** DATA SECTION follows **

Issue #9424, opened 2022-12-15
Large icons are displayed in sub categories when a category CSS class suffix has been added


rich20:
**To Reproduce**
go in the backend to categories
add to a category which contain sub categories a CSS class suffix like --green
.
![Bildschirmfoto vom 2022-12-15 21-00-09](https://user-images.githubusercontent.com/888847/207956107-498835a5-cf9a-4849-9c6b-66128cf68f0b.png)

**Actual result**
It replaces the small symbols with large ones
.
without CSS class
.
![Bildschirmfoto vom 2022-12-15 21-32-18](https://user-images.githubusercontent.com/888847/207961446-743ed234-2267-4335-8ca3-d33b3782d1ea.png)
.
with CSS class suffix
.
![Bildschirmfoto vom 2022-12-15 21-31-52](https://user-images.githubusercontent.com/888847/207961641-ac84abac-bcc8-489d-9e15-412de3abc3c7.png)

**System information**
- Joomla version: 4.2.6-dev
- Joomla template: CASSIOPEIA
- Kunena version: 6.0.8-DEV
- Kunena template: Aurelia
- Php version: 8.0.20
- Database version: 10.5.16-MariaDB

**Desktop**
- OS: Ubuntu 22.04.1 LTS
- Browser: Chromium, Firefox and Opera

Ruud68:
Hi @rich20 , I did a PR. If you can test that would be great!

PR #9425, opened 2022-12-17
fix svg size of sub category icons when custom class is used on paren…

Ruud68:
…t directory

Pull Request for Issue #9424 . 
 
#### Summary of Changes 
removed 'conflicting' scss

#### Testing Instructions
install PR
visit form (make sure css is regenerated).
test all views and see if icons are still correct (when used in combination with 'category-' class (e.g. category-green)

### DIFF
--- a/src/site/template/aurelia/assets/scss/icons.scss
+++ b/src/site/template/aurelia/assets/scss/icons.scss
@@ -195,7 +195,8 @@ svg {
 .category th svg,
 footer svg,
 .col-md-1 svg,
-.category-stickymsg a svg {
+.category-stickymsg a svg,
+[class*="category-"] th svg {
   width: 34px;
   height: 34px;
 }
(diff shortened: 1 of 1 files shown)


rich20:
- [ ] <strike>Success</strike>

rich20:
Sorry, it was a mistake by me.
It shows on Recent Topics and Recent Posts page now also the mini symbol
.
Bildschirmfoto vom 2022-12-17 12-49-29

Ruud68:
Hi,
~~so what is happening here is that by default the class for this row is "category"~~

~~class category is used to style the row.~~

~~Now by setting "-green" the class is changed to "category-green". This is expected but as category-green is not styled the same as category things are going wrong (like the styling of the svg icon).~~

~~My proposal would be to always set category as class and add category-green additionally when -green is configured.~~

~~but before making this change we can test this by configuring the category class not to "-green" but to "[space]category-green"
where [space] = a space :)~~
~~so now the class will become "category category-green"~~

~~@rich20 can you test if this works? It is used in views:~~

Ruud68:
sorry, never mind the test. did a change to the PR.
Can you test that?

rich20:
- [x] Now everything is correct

** End of DATA SECTION **
** DATA SECTION follows **

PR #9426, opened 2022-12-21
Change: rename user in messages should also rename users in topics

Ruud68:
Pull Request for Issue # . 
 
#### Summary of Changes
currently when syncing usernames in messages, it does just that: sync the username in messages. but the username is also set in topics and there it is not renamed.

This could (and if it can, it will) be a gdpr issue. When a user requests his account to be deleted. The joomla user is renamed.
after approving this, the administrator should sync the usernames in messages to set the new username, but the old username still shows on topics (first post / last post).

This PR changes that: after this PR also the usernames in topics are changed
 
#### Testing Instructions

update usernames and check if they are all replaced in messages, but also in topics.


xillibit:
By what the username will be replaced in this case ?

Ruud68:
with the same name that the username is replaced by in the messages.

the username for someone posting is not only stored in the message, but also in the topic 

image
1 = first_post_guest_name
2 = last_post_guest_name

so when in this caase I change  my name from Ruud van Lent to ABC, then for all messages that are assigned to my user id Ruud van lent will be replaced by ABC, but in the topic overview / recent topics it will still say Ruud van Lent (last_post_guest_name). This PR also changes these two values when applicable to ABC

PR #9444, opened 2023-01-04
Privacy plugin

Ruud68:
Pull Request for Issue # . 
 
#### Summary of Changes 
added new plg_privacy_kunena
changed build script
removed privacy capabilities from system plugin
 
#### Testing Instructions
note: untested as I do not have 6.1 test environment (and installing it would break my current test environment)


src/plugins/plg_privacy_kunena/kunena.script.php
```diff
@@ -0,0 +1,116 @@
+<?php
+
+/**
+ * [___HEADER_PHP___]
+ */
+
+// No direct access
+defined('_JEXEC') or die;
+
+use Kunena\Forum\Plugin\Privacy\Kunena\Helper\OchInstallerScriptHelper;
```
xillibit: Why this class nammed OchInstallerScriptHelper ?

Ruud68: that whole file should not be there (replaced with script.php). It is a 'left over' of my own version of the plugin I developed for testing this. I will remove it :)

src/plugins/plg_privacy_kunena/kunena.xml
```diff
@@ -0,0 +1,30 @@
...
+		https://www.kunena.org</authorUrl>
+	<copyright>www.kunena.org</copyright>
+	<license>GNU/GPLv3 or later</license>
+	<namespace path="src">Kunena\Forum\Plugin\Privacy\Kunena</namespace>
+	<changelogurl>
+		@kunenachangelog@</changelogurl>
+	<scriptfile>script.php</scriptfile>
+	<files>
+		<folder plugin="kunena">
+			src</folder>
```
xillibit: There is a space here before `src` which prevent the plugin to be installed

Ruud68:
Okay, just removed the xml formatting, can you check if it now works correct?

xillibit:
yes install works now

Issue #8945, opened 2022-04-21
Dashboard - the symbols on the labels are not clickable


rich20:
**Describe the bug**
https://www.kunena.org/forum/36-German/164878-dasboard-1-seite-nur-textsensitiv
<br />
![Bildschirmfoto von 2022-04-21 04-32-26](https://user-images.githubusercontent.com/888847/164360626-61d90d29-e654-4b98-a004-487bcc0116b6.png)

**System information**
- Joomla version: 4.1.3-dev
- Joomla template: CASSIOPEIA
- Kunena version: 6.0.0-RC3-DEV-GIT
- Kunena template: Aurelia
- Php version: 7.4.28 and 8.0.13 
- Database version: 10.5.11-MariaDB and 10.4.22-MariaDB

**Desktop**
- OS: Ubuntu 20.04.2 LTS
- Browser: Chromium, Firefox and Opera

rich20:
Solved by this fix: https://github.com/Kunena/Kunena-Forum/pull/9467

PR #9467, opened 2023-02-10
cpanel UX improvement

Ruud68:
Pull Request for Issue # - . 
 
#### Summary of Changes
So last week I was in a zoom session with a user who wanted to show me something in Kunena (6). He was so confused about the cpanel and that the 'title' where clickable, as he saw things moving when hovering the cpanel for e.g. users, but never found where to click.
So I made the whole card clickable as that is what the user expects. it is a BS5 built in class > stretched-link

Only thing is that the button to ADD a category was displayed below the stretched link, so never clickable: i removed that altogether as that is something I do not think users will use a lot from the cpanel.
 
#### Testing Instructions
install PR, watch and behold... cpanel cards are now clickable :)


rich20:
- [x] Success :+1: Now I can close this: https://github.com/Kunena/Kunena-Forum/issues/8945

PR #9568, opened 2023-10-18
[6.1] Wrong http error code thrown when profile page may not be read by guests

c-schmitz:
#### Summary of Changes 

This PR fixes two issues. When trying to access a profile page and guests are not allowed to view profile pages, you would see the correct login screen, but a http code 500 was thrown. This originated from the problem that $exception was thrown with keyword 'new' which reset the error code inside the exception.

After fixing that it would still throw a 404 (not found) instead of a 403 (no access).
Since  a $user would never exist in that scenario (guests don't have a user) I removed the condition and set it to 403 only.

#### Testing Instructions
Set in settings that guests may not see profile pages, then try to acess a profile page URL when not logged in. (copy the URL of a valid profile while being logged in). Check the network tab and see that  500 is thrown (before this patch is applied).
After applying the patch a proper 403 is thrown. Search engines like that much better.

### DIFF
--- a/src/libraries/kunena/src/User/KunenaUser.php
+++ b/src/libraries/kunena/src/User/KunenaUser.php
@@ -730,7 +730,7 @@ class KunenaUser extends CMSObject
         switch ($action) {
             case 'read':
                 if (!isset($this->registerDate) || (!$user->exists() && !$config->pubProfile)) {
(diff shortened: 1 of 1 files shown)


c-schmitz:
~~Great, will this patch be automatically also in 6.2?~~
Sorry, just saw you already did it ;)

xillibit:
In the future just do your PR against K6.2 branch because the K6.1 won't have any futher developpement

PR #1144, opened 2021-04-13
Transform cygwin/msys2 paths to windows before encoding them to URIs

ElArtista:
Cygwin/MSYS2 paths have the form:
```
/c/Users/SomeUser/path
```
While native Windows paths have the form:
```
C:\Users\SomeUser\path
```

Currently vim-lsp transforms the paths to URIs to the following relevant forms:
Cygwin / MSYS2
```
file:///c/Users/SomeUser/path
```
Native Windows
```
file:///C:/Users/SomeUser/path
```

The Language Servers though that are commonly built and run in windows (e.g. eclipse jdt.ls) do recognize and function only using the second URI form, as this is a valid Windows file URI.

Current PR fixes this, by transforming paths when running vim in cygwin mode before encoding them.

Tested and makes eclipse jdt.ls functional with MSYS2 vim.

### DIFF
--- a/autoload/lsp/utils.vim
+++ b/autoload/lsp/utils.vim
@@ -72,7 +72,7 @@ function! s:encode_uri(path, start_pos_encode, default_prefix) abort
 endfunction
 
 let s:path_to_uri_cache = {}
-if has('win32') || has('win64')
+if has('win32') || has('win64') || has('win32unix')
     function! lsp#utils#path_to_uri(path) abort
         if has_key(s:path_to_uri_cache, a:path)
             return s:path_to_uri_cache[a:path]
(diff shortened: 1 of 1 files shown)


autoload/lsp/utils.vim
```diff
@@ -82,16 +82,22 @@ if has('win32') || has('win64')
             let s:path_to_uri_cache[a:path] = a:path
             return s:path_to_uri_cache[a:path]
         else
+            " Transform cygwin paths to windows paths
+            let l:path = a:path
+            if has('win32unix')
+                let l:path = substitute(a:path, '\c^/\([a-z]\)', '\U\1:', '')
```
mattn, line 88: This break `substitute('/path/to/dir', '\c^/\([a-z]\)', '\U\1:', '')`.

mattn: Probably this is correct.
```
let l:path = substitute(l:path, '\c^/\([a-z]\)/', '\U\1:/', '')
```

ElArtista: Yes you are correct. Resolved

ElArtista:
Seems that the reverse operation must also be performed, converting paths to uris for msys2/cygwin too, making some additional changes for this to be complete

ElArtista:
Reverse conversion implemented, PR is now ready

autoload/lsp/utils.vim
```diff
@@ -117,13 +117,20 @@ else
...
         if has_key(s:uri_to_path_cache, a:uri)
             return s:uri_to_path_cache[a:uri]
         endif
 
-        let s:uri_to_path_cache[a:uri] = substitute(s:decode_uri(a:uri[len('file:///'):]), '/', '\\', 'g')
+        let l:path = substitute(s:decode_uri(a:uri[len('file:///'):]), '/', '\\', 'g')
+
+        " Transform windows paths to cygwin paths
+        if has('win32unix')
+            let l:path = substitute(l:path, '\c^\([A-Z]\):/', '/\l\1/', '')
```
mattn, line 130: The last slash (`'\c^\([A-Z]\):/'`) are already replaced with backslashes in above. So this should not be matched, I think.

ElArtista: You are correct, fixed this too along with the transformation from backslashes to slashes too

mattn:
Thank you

** End of DATA SECTION **
** DATA SECTION follows **

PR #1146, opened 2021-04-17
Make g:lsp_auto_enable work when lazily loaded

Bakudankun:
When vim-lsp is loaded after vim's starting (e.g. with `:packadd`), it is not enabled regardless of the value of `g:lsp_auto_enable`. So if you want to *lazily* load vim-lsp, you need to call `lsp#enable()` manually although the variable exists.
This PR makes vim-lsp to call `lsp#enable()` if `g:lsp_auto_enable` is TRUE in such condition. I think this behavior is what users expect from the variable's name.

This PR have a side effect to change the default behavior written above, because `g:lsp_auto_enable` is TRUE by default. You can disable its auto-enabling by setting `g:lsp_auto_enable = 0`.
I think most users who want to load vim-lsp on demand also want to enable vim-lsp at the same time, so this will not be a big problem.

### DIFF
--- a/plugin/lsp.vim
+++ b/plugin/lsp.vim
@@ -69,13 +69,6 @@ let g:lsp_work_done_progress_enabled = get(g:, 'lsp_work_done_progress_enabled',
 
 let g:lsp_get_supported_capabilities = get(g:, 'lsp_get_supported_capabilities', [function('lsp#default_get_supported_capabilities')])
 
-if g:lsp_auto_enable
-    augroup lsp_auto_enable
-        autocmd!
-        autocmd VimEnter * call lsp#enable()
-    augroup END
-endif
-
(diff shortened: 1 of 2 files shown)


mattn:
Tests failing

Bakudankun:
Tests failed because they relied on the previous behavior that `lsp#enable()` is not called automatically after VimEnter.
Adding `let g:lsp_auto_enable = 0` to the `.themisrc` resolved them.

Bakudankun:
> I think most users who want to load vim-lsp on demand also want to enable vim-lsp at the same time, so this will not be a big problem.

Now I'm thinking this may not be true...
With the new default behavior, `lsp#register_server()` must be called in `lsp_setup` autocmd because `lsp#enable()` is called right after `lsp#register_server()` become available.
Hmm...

** End of DATA SECTION **

Copy out the range of lines above starting at the line with "- Php version: 8.0.20" and ending at the line with "- [x] Now everything is correct", exactly and including both.

RESPONSE TO THIS EXERCISE:
- Php version: 8.0.20
- Database version: 10.5.16-MariaDB

**Desktop**
- OS: Ubuntu 22.04.1 LTS
- Browser: Chromium, Firefox and Opera

Ruud68:
Hi @rich20 , I did a PR. If you can test that would be great!

PR #9425, opened 2022-12-17
fix svg size of sub category icons when custom class is used on paren…

Ruud68:
…t directory

Pull Request for Issue #9424 . 
 
#### Summary of Changes 
removed 'conflicting' scss

#### Testing Instructions
install PR
visit form (make sure css is regenerated).
test all views and see if icons are still correct (when used in combination with 'category-' class (e.g. category-green)

### DIFF
--- a/src/site/template/aurelia/assets/scss/icons.scss
+++ b/src/site/template/aurelia/assets/scss/icons.scss
@@ -195,7 +195,8 @@ svg {
 .category th svg,
 footer svg,
 .col-md-1 svg,
-.category-stickymsg a svg {
+.category-stickymsg a svg,
+[class*="category-"] th svg {
   width: 34px;
   height: 34px;
 }
(diff shortened: 1 of 1 files shown)


rich20:
- [ ] <strike>Success</strike>

rich20:
Sorry, it was a mistake by me.
It shows on Recent Topics and Recent Posts page now also the mini symbol
.
Bildschirmfoto vom 2022-12-17 12-49-29

Ruud68:
Hi,
~~so what is happening here is that by default the class for this row is "category"~~

~~class category is used to style the row.~~

~~Now by setting "-green" the class is changed to "category-green". This is expected but as category-green is not styled the same as category things are going wrong (like the styling of the svg icon).~~

~~My proposal would be to always set category as class and add category-green additionally when -green is configured.~~

~~but before making this change we can test this by configuring the category class not to "-green" but to "[space]category-green"
where [space] = a space :)~~
~~so now the class will become "category category-green"~~

~~@rich20 can you test if this works? It is used in views:~~

Ruud68:
sorry, never mind the test. did a change to the PR.
Can you test that?

rich20:
- [x] Now everything is correct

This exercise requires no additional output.